TASK DESCRIPTION
Starting at the line with "fix(dev): CTL-2033 —" in it, reproduce each line below through the last one, exactly, and include nothing else.

GIVEN INFORMATION
****************************************
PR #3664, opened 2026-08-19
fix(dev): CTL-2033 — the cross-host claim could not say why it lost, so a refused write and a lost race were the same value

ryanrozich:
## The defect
****************************************
EXPECTED ANSWER
fix(dev): CTL-2033 — the cross-host claim could not say why it lost, so a refused write and a lost race were the same value

ryanrozich:
## The defect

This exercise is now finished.